Single by Carlos Baute featuring Marta Sánchez

from the album De Mi Puño y Letra
- Released: October 13, 2008
- Recorded: 2007–2008
- Studio: Cosmos Studios Elith Studios (Mexico City De Vita Studios Red Led (Madrid)
- Genre: Latin pop
- Length: 3:51
- Label: Warner Music Spain
- Songwriter: Carlos Baute
- Producers: Armando Ávila; Juan Carlos Moguel; Carlos Baute;

Carlos Baute featuring Marta Sánchez singles chronology
| "Tú No Sabes Que Tanto" (2008) | "Colgando en Tus Manos" (2008) | "Nada Se Compara a Tí" (2009) |

= Colgando en tus manos =

"Colgando en Tus Manos" (Hanging on Your Hands) is a Latin pop song written, produced and performed by Venezuelan pop singer-songwriter Carlos Baute and featuring Spanish singer Marta Sánchez released on October 13, 2008 as the first single off his seventh studio album De Mi Puño y Letra (2008). The original version of the song (sung only by Baute) belonged to the official release of the album, and the official single version (including vocals from Sanchez) to the re-edition released six months after.

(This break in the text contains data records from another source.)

Issue #6211, opened 2026-02-16
[BAL] Batched state reads


edg-l:
Improve state prefetching using EIP-7928 Block Access Lists (Amsterdam fork), building on the existing `warm_block()` prewarmer.

ethrex already has a per-sender parallel prewarmer (`LEVM::warm_block()` in `crates/vm/backends/levm/mod.rs`). It speculatively executes transactions grouped by sender to warm the shared `CachingDatabase`. However, this approach has limitations: it re-executes full transactions (costly), can miss cross-sender state, and doesn't know the exact read set upfront.

BALs provide the **exact** set of accounts and storage slots accessed in a block before execution begins. This enables more efficient prefetching:

**Opportunities:**
- **BAL-based prefetch**: Replace or complement speculative prewarming with direct cache loading from the BAL's account/storage list — no need to re-execute transactions.
- **RocksDB MultiGet**: Batch trie node fetches via RocksDB's `multi_get()` instead of individual trie traversals per key.
- **Parallel trie node fetching**: Use the BAL to identify independent subtrie branches and parallelize node I/O.

EIP-7928 explicitly targets reducing execution to "parallel IO + parallel EVM" — BAL-based prefetching is the "parallel IO" half and should be more efficient than speculative prewarming.

**Key challenges:** trie traversal dependency chains (account storage root needed before storage slots), integration with `StorageBackend`/`StorageReadView` traits, and deciding whether to replace or run alongside the existing prewarmer.

**References:**
- [EIP-7928: Block-Level Access Lists](https://eips.ethereum.org/EIPS/eip-7928)

Issue #6210, opened 2026-02-16
[BAL] Parallel state root calculation


edg-l:
Improve state root calculation parallelism leveraging EIP-7928 Block Access Lists (Amsterdam fork).

BALs include post-execution values for every modified account and storage slot, organized by address. This enables distributing trie updates across workers without re-executing transactions, and knowing the full set of dirty nodes upfront.

Currently (`crates/blockchain/blockchain.rs` lines 514-533), ethrex splits accounts into 16 shards by address hash prefix and hashes each shard in parallel. Within each shard, trie updates and hashing are sequential (`handle_merkleization_subtrie()`).

**Opportunities:**
- **BAL-guided work distribution**: Use the BAL's per-account structure to distribute trie updates more evenly across workers (not just by prefix).
- **Intra-shard parallelism**: Branch nodes have 16 independent children whose subtree hashes can be computed in parallel.
- **Storage trie parallelism**: Each account's storage trie root is independent; within each, branch children are also independent.

**Key challenges:** spawn overhead vs. benefit tradeoff, lock contention on shared parent nodes, and memory overhead from parallel RLP encoding buffers.

**References:**
- [EIP-7928: Block-Level Access Lists](https://eips.ethereum.org/EIPS/eip-7928)

Issue #6209, opened 2026-02-16
[BAL] Parallel block execution


edg-l:
Implement parallel transaction execution leveraging EIP-7928 Block Access Lists, introduced in the Amsterdam fork.

BALs provide advance knowledge of every account and storage slot accessed during block execution, including per-transaction `block_access_index` markers. This allows identifying tx dependencies upfront and executing non-conflicting transactions concurrently.

Currently, ethrex executes transactions sequentially in `execute_block()` (`crates/blockchain/blockchain.rs`), where each tx runs against the state committed by the previous one.

**Approach:**
- Use BAL data to build a dependency graph: txs that touch disjoint accounts/slots can run in parallel.
- For conflicting txs, apply Block-STM style speculative execution with conflict detection and retry.
- EIP-7928 states the goal is reducing execution time to "parallel IO + parallel EVM."

**Key challenges:** state conflicts between txs touching shared accounts/slots, preserving deterministic final state, and overhead from conflict detection on contended workloads (MEV bundles, DEX pools).

**References:**
- [EIP-7928: Block-Level Access Lists](https://eips.ethereum.org/EIPS/eip-7928)
- [Block-STM (PPoPP 2023)](https://arxiv.org/abs/2203.06871)
- [ParallelEVM (EuroSys 2025)](https://yajin.org/papers/EuroSys_2025_ParallelEVM.pdf)

edg-l:
EIP-7928 Block Access Lists give validators advance knowledge of every account/slot touched during block execution, including per-transaction `block_access_index` markers. This enables parallel execution of non-conflicting transactions. Research suggests 60–80% of transactions access disjoint state and can be fully parallelized.

ethrex already has:
- BAL recording, validation (hash + size cap), and RLP encoding
- BAL-based parallel prewarming (`warm_block_from_bal`)
- Pipelined merkleization with 16 storage + 16 state shard workers
- Sequential tx execution in `LEVM::execute_block()` / `execute_block_pipeline()`

The goal is to replace sequential tx execution with parallel execution while preserving deterministic final state.

---

## Proposed Approach: Phased Implementation

### Phase 1 — BAL-based dependency graph + independent group execution

Parse the BAL to build a tx dependency graph. Group independent transactions and execute groups on separate threads. This captures most parallelism (60–80%) with manageable complexity.

### Phase 2 — Block-STM for conflicting transaction chains

[...]

PR #6216, opened 2026-02-17
feat(l1): bal-devnet-3 

edg-l:
## Motivation

Tracking branch for Amsterdam bal-devnet-3 alignment.

### EIP-7708: Rename Selfdestruct event to Burn
- Updated topic hash to `0xcc16f5...` (`BURN_EVENT_TOPIC`)
- Renamed `create_selfdestruct_log` to `create_burn_log`

### EIP-7928: BAL size cap
- `validate_block_access_list_size` in validation.rs (3 call sites in blockchain.rs)
- Fixed formula to match EELS: `bal_items > gas_limit / GAS_BLOCK_ACCESS_LIST_ITEM` (no system allowance or per-tx base cost)

### EIP-8024: Branchless normalization + EXCHANGE extension
- `decode_single` uses `(x + 145) % 256` instead of branching
- `decode_pair` uses XOR `0x8F` instead of conditional subtraction
- EXCHANGE valid range extended from `0x00-0x4F` to `0x00-0x51` (two new swappable pairs)

### EIP-8037: State Creation Gas Cost Increase
Full implementation of the reservoir model:
- State gas reservoir derived from excess `gas_limit` beyond `TX_MAX_GAS_LIMIT`
- Two-dimensional block gas accounting: `block.gas_used = max(sum(regular), sum(state))` per EIP-7778
- Receipt `cumulative_gas_used` = post-refund total (what user pays)
- Reservoir subtraction from gas_used in finalize_execution
- EIP-7702 auth refund to reservoir for Amsterdam+
- Skip Osaka TX_MAX_GAS_LIMIT cap for Amsterdam (reservoir model replaces per-tx limit)
- CREATE state gas charged before early-failure checks (balance/depth/nonce) and before child gas reservation (63/64 rule)
- SSTORE state gas charged before regular gas per EELS ordering; refund via normal refund counter (subject to 1/5 cap per EIP-3529)
- `increase_state_gas` reordered: charge first, mutate counters only on success (matches EELS)
- State gas restoration on child revert: `new_reservoir = current_reservoir + child_state_gas_used` (matches EELS `incorporate_child_on_error`)
- Nested child revert fix: correctly restores reservoir when sub-child also reverted
- CREATE collision gas excluded from regular dimension (EELS escrow mechanism — `gas_used=0` on collision)
- Amsterdam intrinsic regular gas cap validation (`max(intrinsic_regular, calldata_floor) > TX_MAX_GAS_LIMIT`)

## BAL Parallel Execution Validation

Comprehensive BAL validation for the parallel block execution path:
- `validate_bal_withdrawal_index`: verify withdrawal/request-extraction index entries against actual post-withdrawal state
- `validate_tx_execution`: smarter PART B check comparing absent-from-BAL accounts with pre-execution state to distinguish warm-access artifacts from genuine missing entries
- `validate_ordering`: storage conflict check (slot in both storage_changes and storage_reads)
- `validate_header_bal_indices`: validate BAL indices don't exceed max valid index for the block
- `accessed_accounts` tracker in `GeneralizedDatabase` to detect extraneous BAL "pure-access" entries
- Edge case fixes: EXTCODECOPY with size=0 now loads target account; storage_read validation handles DestroyedModified status
- Parallel gas accounting: track regular and state gas separately, compute `block_gas_used = max(regular, state)` matching sequential path
- BAL hash mismatch fix in block building (#6317)

## CI Changes

- Added Amsterdam consume-engine hive tests (~1000 tests) to PR workflow using bal@v5.3.0 fixtures
- Bumped daily hive + ef_tests fixtures to bal@v5.3.0
- Amsterdam hive tests marked as optional (fork spec still evolving)

## Roadmap

- [x] EIP-7708: Rename `Selfdestruct` event to `Burn` with updated topic hash
- [x] EIP-7928: Implement BAL max items cap (corrected formula)
- [x] EIP-8024: Branchless normalization + EXCHANGE extension
- [x] EIP-8037: State creation gas cost increase — full reservoir model
- [x] Bump Amsterdam fixtures to bal@v5.3.0
- [x] [Batched state reads](https://github.com/lambdaclass/ethrex/issues/6211)
- [x] [Parallel block execution](https://github.com/lambdaclass/ethrex/issues/6209)
- [x] [Parallel state root calculation](https://github.com/lambdaclass/ethrex/issues/6210)
- [x] BAL parallel execution validation (extraneous entry detection)
- [x] Amsterdam consume-engine hive tests in PR CI

## Checklist


crates/vm/backends/levm/mod.rs
```diff
@@ -736,57 +934,110 @@ impl LEVM {
...
+        //    exceeding the gas limit produce GAS_USED_OVERFLOW instead of a BAL
+        //    mismatch error (the BAL is built assuming rejected txs, so the miner
+        //    balance in the BAL won't match execution that ran all txs).
+        let mut block_regular_gas_used = 0_u64;
+        let mut block_state_gas_used = 0_u64;
+        for (tx_idx, _, report, _, _, _) in &exec_results {
+            // Prospective check: same logic as sequential check_gas_limit.
+            // Rejects tx if running_gas + tx.gas_limit() > block_limit,
+            // even if actual usage would fit. This matches sequential behavior.
+            let running_block_gas = block_regular_gas_used.max(block_state_gas_used);
```
ElFantasma, line 968: This uses `max(regular, state)` for the pre-tx check, but the comment above says "same logic as sequential `check_gas_limit`" — it isn't. #6309 deliberately switched sequential to `cumulative_gas_used` (post-refund) to fix a bal-devnet-2 rejection bug, and #6342 extends that same pattern here.

Using `max(regular, state)` is stricter and can still reject valid blocks: if a tx's gas goes entirely to the *smaller* dimension, the max doesn't increase, so `max + tx.gas_limit` overshoots even when the block is valid.

Since the post-execution `validate_gas_used` is the authoritative check, the pre-tx guard should be as permissive as possible to avoid false rejections during validation.

crates/blockchain/payload.rs
```diff
@@ -776,15 +810,39 @@ pub fn apply_plain_transaction(
...
+            context.block_regular_gas_used,
+            context.block_state_gas_used,
+            context
+                .block_regular_gas_used
+                .max(context.block_state_gas_used),
+        );
+    }
+
+    // Update remaining_gas using gas_used (pre-refund) for block gas limit checks
+    context.remaining_gas = context.remaining_gas.saturating_sub(report.gas_used);
```
ElFantasma: `report.gas_used` is the sum of regular + state gas, but Amsterdam block capacity is `max(sum_regular, sum_state)`. Decrementing `remaining_gas` by the sum makes it hit zero faster than actual block capacity allows.

Example: gas_limit=30M, tx1 uses regular=8M + state=12M (gas_used=20M) → remaining_gas=10M. Next tx with gas_limit=12M is skipped, but actual block gas_used = max(8M, 12M) = 12M, leaving 18M of capacity.

For Amsterdam, `remaining_gas` could track `gas_limit - max(block_regular, block_state)` instead, or the tx selection loop could check against `gas_used()` directly.

ElFantasma (changes requested):

crates/vm/backends/levm/mod.rs
edg-l: Good catch — the parallel path was using `max(regular, state)` while sequential used `cumulative_gas_used` (post-refund sum). Both are now aligned to `max(regular, state)` per EIP-8037.

Also fixed the overflow-safe comparison (`tx_gas_limit > gas_limit.saturating_sub(used)` instead of `used + tx_gas_limit > gas_limit`).

Fixed in ff74f2d7f5.

crates/blockchain/payload.rs
edg-l: Valid point — the payload builder was subtracting `report.gas_used` (regular + state sum), but EIP-8037 block capacity is `max(sum_regular, sum_state)`. Now Amsterdam tracks `remaining_gas = gas_limit - max(block_regular, block_state)` so we don't skip transactions that would fit.

Fixed in ff74f2d7f5.

ElFantasma (approved):

crates/vm/levm/src/call_frame.rs
```diff
@@ -283,6 +283,10 @@ pub struct CallFrame {
     pub ret_size: usize,
     /// If true then transfer value from caller to callee
     pub should_transfer_value: bool,
+    /// EIP-8037: snapshot of VM.state_gas_reservoir at the start of this frame (for revert restoration)
+    pub reservoir_snapshot: u64,
```
iovoid: This doesn't seem to be actually used?

crates/vm/levm/src/opcode_handlers/system.rs
```diff
@@ -590,7 +620,7 @@ impl OpcodeHandler for OpSelfDestructHandler {
                 let log = if to != beneficiary {
                     create_eth_transfer_log(to, beneficiary, balance)
                 } else {
-                    create_selfdestruct_log(to, balance)
+                    create_burn_log(to, balance)
                 };
                 vm.substate.add_log(log);
             }
```
iovoid: This can't happen since Amsterdam>Cancun

crates/vm/backends/levm/mod.rs
```diff
@@ -1072,13 +1333,25 @@ impl LEVM {
...
+                    .get(addr)
+                    .map(|a| (a.info.balance, a.info.nonce))
+                    .or_else(|| {
+                        store
+                            .get_account_state(*addr)
+                            .ok()
+                            .map(|a| (a.balance, a.nonce))
+                    })
+                    .unwrap_or_default();
+                let post = (account.info.balance, account.info.nonce);
```
iovoid: Should we check code_hash? If not maybe leave a comment explaining why.

Makefile
iovoid: Why does it differ from the list on pr-main_l1.yaml (8024|7708|7778|7843|7928|7954|8037)

edg-l: its outdated ill fix it

iovoid (approved):

ilitteri (approved):

crates/vm/levm/src/utils.rs
```diff
@@ -333,12 +336,30 @@ impl<'a> VM<'a> {
...
-                let refunded_gas_if_exists = PER_EMPTY_ACCOUNT_COST - PER_AUTH_BASE_COST;
-                refunded_gas = refunded_gas
-                    .checked_add(refunded_gas_if_exists)
-                    .ok_or(InternalError::Overflow)?;
+            // 7. Refund if authority exists in the trie.
+            // EIP-8037 (Amsterdam+): return STATE_BYTES_PER_NEW_ACCOUNT * COST_PER_STATE_BYTE
+            // to the state gas reservoir (the new-account portion of the auth state charge).
+            // Pre-Amsterdam: add REFUND_AUTH_PER_EXISTING_ACCOUNT (12500) to global refund counter.
+            // NOTE: Uses `exists` (account_exists in EELS / Exist in geth), NOT `!is_empty()`.
+            // An account can exist in the trie but be empty (e.g., has non-empty storage root).
```
JereSalo, line 344: Huh, I remember changing EIP-7702 so that we could use `is_empty()` instead of `exists` to make it simpler. It seems that in this new EIP it hasn't been taken into consideration. I wonder if we should propose the same change to that EIP as well given that it may not be necessary. I didn't analyze it in depth but I don't see a reason not to change it though. Anyway, it's just a minor change and perhaps not so relevant.

https://github.com/ethereum/EIPs/pull/9710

Considered as the breakthrough and now signature song of Baute, the song has become his most successful song ever, and also the most successful song for Marta Sánchez.

==Release and chart performance==

The original version of the song was never released. Instead, the second version, featuring Marta Sánchez, has been available for download through iTunes since November 2008. The song immediately received airplay, mainly in the country of Spain, where it began 2009 at #1 and stayed at the top for a total 29 weeks, setting the record for the most weeks at #1 in Spain. The song sold over 400,000 copies in Spain.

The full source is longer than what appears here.